Guys, it’s time to pull off the Tinder photo with open arms

Congratulations on climbing that mountain, though.

Chances are you’re familiar with the Creed band anthem “With Arms Wide Open,” in which Scott Stapp sings, “With arms wide open in the sunlight / Welcome to this place, I’ll show you’re everything .” But listen, gentlemen. Just as you wouldn’t disclose Creed’s love in your Tinder bio, you should probably avoid using photos in which you’re posing as Stapp describes it: standing outside with your arms outstretched as if welcoming a potential utopia match. gloss of your own design. It’s wildly played at this point.

It’s not as bad as, say, the photos of drugged tigers that plagued dating apps in the mid-2010s. And yes, sweetie, it’s good that you went on a hike. However, you might think that such a common position doesn’t set you apart from all the other Dan, Matt, and Caleb looking for love.
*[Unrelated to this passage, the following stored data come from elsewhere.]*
PR #358, opened 2026-05-14
fix(inflate): preserve real upstream cause + add diagnostic byte counters

bdero:
## Summary

Two fixes that together make `inflate()` failures actionable in the wild:

**1. Error attribution.** Today, `inflate()` always reports `Decompression of patch failed` when the decompression thread's `join` returns `Err`. That's misleading when the real failure was on the patching side — bipatch errors → `fresh_r` gets dropped → decompression thread's next write gets `BrokenPipe` → join returns `Err` → we report decompression as the primary cause. The actual root cause (the patch-side error) gets shadowed and disappears.

This PR flips the priority: when both error, `patch_result` is reported as primary and `decompress_err` is folded into the context chain (so a genuine zstd corruption error doesn't disappear either). The `(Ok, Err)` case — decompression reports a trailing error after bipatch already finished — is now treated as success with an info log; the output was produced and will be hash-checked downstream anyway.

**2. Diagnostic counters.** Every error path now carries a one-line snapshot of every stream in the pipeline:

```
patch_file=66515b base_size=2838304b
decompressed_into_pipe=2853167b decompressed_out_of_pipe=2853167b
base_read=2785583b base_last_seek_pos=25040 base_seeks=307
output_written=2851760b
```

Field meanings:

| Field | What it means |
|---|---|
| `patch_file` | on-disk compressed patch size |
| `base_size` | base reader length (probed via `seek(End(0))` at start) |
| `decompressed_into_pipe` | bytes the zstd thread wrote to the pipe |
| `decompressed_out_of_pipe` | bytes bipatch consumed from the pipe |
| `base_read` | bytes bipatch read from the base reader |
| `base_last_seek_pos` | where the base reader last seeked to |
| `base_seeks` | how many times bipatch seeked the base |
| `output_written` | bytes copied to the output file |

Reading the failing counter directly tells you where in the pipeline things went wrong. For example, a field crash where `base_read=0` immediately implicates the base reader; `decompressed_into_pipe=8 output_written=0` implicates bipatch parsing right after the 8-byte header; a `base_size` that disagrees with the size the host extracted while building the patch implicates install-time munging.

Counters are tracked via `Arc<AtomicU64>` shared with the decompression thread, wrapped around each stream end with three small `CountingReader` / `CountingReadSeek` / `CountingWriter` adapter structs. Format contract is pinned by `inflate_diagnostics_include_all_counters` so future refactors can't drop a field silently.

A secondary fix: the bipatch-init failure path used to early-`?` and leak the decompression thread detached. It now drains the thread and folds any concurrent decompression error into the same error chain.

## Motivation

Investigating a long-standing iOS-standalone patch failure that's hard to reproduce in the wild. On-device log lines were just `Update failed: Decompression of patch failed` — which (as it turns out) was downstream noise. With these counters the next investigator can read the failing pipeline state directly from the device log instead of having to instrument and ship a debug build.

## Test plan

- [x] `cargo build` clean
- [x] `cargo test inflate` — 5/5 pass:
  - `inflate_fails_with_corrupt_zstd_data_reports_bipatch_init_failure` (replaces the old "decompression or patch init" test)
  - `inflate_when_both_streams_error_reports_patch_side_primary` (replaces `inflate_reports_decompression_error_as_primary` — asserts new attribution)
  - `inflate_diagnostics_include_all_counters` (new — pins format contract)
  - `inflate_rejects_invalid_magic`, validation tests
- [x] `cargo test` — 247/247 pass
- [x] Verified diagnostic line shape against a real downloaded iOS patch + local App.framework/App base

## Out of scope

This PR only fixes the error reporting in `inflate`. The actual iOS-standalone patch failure is a separate investigation — these diagnostics are the prerequisite to making that investigation tractable.

### DIFF
--- a/library/src/updater.rs
+++ b/library/src/updater.rs
@@ -890,7 +890,7 @@ where
         )
     })?;
 
-    shorebird_info!("Base file size: {} bytes", base_total_size);
+    shorebird_debug!("Base file size: {} bytes", base_total_size);
 
     // Atomic counters shared across the decompression thread and this thread.
     let decompressed_into_pipe = Arc::new(AtomicU64::new(0));
@@ -1013,11 +1013,11 @@ where
     // doesn't disappear entirely.
     match (patch_result, decompress_result) {
         (Ok(_), Ok(_)) => {
-            shorebird_info!(
-                "Patch successfully applied to {:?}. {}",
-                output_path,
-                diag
-            );
+            // Match the previous info-level chattiness on the happy path:
+            // a single short success line. Detailed counters land at debug
+            // level for development / opt-in production diagnostics.
+            shorebird_info!("Patch successfully applied to {:?}", output_path);
+            shorebird_debug!("Inflate diagnostics on success: {}", diag);
             Ok(())
         }
         (Err(patch_err), Ok(_)) => {
--- a/library/src/updater.rs
+++ b/library/src/updater.rs
@@ -1013,11 +1013,16 @@ where
     // doesn't disappear entirely.
     match (patch_result, decompress_result) {
         (Ok(_), Ok(_)) => {
-            // Match the previous info-level chattiness on the happy path:
-            // a single short success line. Detailed counters land at debug
-            // level for development / opt-in production diagnostics.
-            shorebird_info!("Patch successfully applied to {:?}", output_path);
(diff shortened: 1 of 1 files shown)


eseidel (approved):
It's maybe a little over the top, but seems reasonable.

Maybe you heard an NPR segment in 2016 that suggested the “expansive” aura of an open-arm shot makes you look “fun” and leads to more dates. If it worked back then, the overdrive level has since neutralized the effect. Hell, it’s been four years since that parody article about a dude’s arms stuck like this. Try something else. How about a rap squat?
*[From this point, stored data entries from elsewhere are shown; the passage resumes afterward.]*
PR #363, opened 2026-06-29
fix: populate current_patch_number from running_patch, not the boot breadcrumb

easymac:
## Summary

`current_patch_number` (added in #343) is read from `currently_booting_patch()` at both patch-check sites (`updater.rs:285`, `:420`). That's a transient boot breadcrumb — `record_boot_success()` clears it before any Dart-initiated patch check fires, so the field is `None` and `skip_serializing_if` drops it from the wire. Result: it reaches the server on a negligible fraction of requests fleet-wide.

Fix: read from `running_patch()` — set at `report_launch_start`, held all session, survives rollback. Same value the FFI symbol `shorebird_current_boot_patch_number` already uses.

```diff
-            state.currently_booting_patch().map(|p| p.number),
+            state.running_patch().map(|p| p.number),
```
(both sites)

## Notes
- `cargo check` passes; no boot-state-machine change.
- Follow-up: raise the console's `3.41.9` floor once this lands in a Flutter release.

### DIFF
--- a/library/src/updater.rs
+++ b/library/src/updater.rs
@@ -282,7 +282,7 @@ pub fn check_for_downloadable_update(channel: Option<&str>) -> anyhow::Result<bo
     let (client_id, current_patch_number) = with_state(|state| {
         Ok((
             state.client_id().to_string(),
-            state.currently_booting_patch().map(|p| p.number),
+            state.running_patch().map(|p| p.number),
         ))
     })?;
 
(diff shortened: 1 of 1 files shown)


library/src/updater.rs
```diff
@@ -417,7 +417,7 @@ fn update_internal(_: &UpdaterLockState, channel: Option<&str>) -> anyhow::Resul
         Ok(PatchCheckRequest::new(
             &config,
             &state.client_id(),
-            state.currently_booting_patch().map(|p| p.number),
+            state.running_patch().map(|p| p.number),
```
bdero, line 420: nit: can we unittest this?

bdero (approved):

library/src/updater.rs
easymac: Added a unit test 👍

bdero (approved):
lgtm

PR #364, opened 2026-07-02
feat(updater): classify update failures into stable categories

eseidel:
## What

Adds internal, typed classification of update failures in the Rust updater. Today every failure is flattened to `SHOREBIRD_UPDATE_ERROR` at the FFI boundary, which is why the Dart `UpdateFailureReason` collapses network / permission / disk-full / server failures all into `unknown`. This change recovers that information **below** the FFI boundary.

- New `FailureCategory` enum (`Network`, `Server`, `OutOfSpace`, `PermissionDenied`, `Filesystem`, `CorruptPatch`, `Unknown`) with a stable `code()` (telemetry key) and a `retryable()` mapping.
- New `classify_failure(&anyhow::Error)` that walks the error chain by downcast. **Unambiguous OS error kinds win first**, so a disk-full while inflating a patch reports `OutOfSpace`, not `CorruptPatch`.

To make classification reliable, error origins now **preserve typed causes** instead of flattening to strings:
- `network.rs`: `handle_network_result` returns a typed `NetworkError` (`Server { status }` vs `Transport`) rather than `bail!`-ing a string. **Messages are preserved verbatim.**
- `updater.rs`: adds `UpdateError::CorruptPatch`, tagging hash-mismatch, zstd-validation, and download-size-mismatch failures. Tags are attached as **inner markers** (via `.context`) so the detailed, developer-facing message stays the top-level `Display` — no user-visible or telemetry message text changes.

## The payoff (no C ABI change)

The category is consumed only to enrich the existing server-bound failure diagnostic event:

```
update_failure: patch 42 failed [corrupt_patch] (Downloaded patch was invalid: ...)
```

So we get categorized failure telemetry **immediately, with zero FFI/Dart/header changes** (verified: the diff touches only `network.rs` and `updater.rs`).

## Why not expose new FFI error codes

This is deliberately kept off the C ABI. The `shorebird_code_push` v3 PRD plans a customer-facing `Failed{category, code, retryable}` (Change #7), exposed via a **new structured-result C symbol**, and explicitly rejects transitional 2.x FFI shapes ("we go straight to 3.0") since every Rust C symbol is a permanent contract. This PR is the **enabling layer** for that surface: it proves the taxonomy and the `category → retryable` mapping without spending permanent-contract budget. FFI exposure is deferred to v3.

I understand, honestly. You stand in front of a majestic view, your favorite theme park, a national monument or a cool street mural. You want to convey the enormity of the scene – the bounty this world has to offer – and you go straight into guru mode. “Here,” those outstretched arms say, “this could all be yours, if only you meet me for coffee this week.” Trouble is, it has more than a whiff of a conqueror, the guy who would be lord and master of the landscape he roams. And you are, ultimately, a rando, not Alexander the Great. I’m not saying put your hands in your pockets when you finally reach the top, but acting like you’ve conjured the scene is kinda cheesy, even if you’re ripped.

You do not believe me ? Check out this photo:

Does anyone want to go to the movies or have a picnic with this guy? Looks like he would turn any low-key bang into a spectacle. I remember when Beto O’Rourke ran for president and kept standing on counters for no reason. Settle down! You’re not communing with the spirit of nature, Eric. I don’t care how many shrooms you took. Being comfortable with yourself means you don’t have to turn everything into a moment of greatness, and dating involves making room for another person in your life. The open arms photo suggests, accurately or not, that you will always want to be the center of attention, the protagonist of reality. Granted, you’re not the 50th guy in a row to hold a fish, but you can always do better. Leave this gadget to the professionals.